Sebelum mengadakan hajat tertentu, sudah umum bagi masyarakat desa Watesnegoro mengadakan upacara kirim doa kepada leluhur. Dengan pengiriman doa kepada leluhur diharapkan pengantin mendapat restu dari para leluhur sehingga upacara perkawinan bisa berlangsung dengan selamat tanpa alangan suatu apa.

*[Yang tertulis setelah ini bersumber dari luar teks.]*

PR #2085, opened 2026-09-06
fix: preserve artifacts for a session (#1988)

### LINKED ISSUE #1988: Preserve artifacts for a session
when Browser tab reloads, all things generated disappear. Preserve the artifacts for a session.

https://panel.holoviz.org/how_to/server/reconnect.html

rimsha152007-dotcom:
## Description
Adds an opt-in `persist_session=True` param that saves explorations
to SQLite as you work, and restores them when you return to the
same session.

**Stable session IDs** — replaced `id(self)` (changes every time)
with a UUID read from/written to the URL (`?session_id=...`), so a
session can be found again later.

**Reconnect handling** — added a `reconnect` param, set
`pn.config.reconnect`/`notifications` in `_configure_session`, and
wrapped `_busy` with `state.block_expiration()` so brief connection
drops or long-running plans don't kill the session outright.

**Persistence store (`logs.py`)** — new `explorations` table plus
`upsert_exploration()`, `load_session()`, `delete_exploration()`,
`delete_stale(ttl_seconds)`, following the same upsert pattern as
the existing chat `logs` table.

**Serializable explorations (`ui.py`)** — added `exploration_id` and
`to_spec()`/`from_spec()` to `Exploration`, reusing each
source's/view's own `to_spec()`. Only `context`, `views`, and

Selain itu dengan restu para leluhur diharapkan jalan yang harus ditempuh kedua calon pengantin akan semakin mudah baik dalam mendapatkan keturunan maupun dalam mencari rejeki.[7] Upacara yang dilaksanakan biasanya, dengan mengundang kerabat dekat sekitar 15 hingga 20 orang untuk membacakan tahlil dan yassin. Tahlilan ini dilengkapi dengan sesaji (sandingan), berupa sebuah nasi turnpeng yang dilengkapi dengan lauk pauk berupa berbagai macam sayur yang diberi bumbu dari kelapa muda parut serta ayam yang dimasak dengan santan (Ingkung) dan telur ayam direbus, juga buah pisang raja. Sesudah acara tahlilan selesai, sesaji dibagikan kepada calon pengantin serta orang-orang yang mengikuti tahlilan. Tahlilan ini biasanya dilakukan pada malam hari, nanti keesokan paginya seluruh keluarga mengadakan ziarah ke makam leluhur. Selain itu, masyarakat desa Watesnegoro bila akan mengadakan hajat baik perkawinan ataupun keperluan yang lain, seperti mengkhitankan, selalu mengirimkan semacam sesaji ke tempat tertentu yang dianggap tempat tinggal para danyang. Tempat ini bisa berupa pohon besar yang sudah tua, ataupun makam kuno yang sudah ada sebelum perkampungan itu muncul, biasanya tempat-tempat tersebut dianggap keramat dan tidak boleh dipergunakan untuk melaksanakan kegiatan-kegiatan yang tidak terpuji (dianggap tempat yang angker atau bertuah).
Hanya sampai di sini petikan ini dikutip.